### What the task requires
Nothing but the lines from the one containing "PR #1450, opened 2022-02-08" through the one containing "oops, misclicked, didn't mean to close :)", both included, should be given again, each exactly as written below.

### Provided data
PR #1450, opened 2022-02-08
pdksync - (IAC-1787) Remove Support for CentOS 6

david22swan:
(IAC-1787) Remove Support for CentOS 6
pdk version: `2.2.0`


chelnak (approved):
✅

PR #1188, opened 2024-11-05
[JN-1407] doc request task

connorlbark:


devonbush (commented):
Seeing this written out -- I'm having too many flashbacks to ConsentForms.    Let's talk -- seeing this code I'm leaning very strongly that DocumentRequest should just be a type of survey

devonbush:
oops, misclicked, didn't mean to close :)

--

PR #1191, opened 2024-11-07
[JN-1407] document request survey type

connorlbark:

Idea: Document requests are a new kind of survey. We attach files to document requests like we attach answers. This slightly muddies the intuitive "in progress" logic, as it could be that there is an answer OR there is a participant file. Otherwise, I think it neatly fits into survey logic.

### The answer
PR #1450, opened 2022-02-08
pdksync - (IAC-1787) Remove Support for CentOS 6

david22swan:
(IAC-1787) Remove Support for CentOS 6
pdk version: `2.2.0`


chelnak (approved):
✅

PR #1188, opened 2024-11-05
[JN-1407] doc request task

connorlbark:


devonbush (commented):
Seeing this written out -- I'm having too many flashbacks to ConsentForms.    Let's talk -- seeing this code I'm leaning very strongly that DocumentRequest should just be a type of survey

devonbush:
oops, misclicked, didn't mean to close :)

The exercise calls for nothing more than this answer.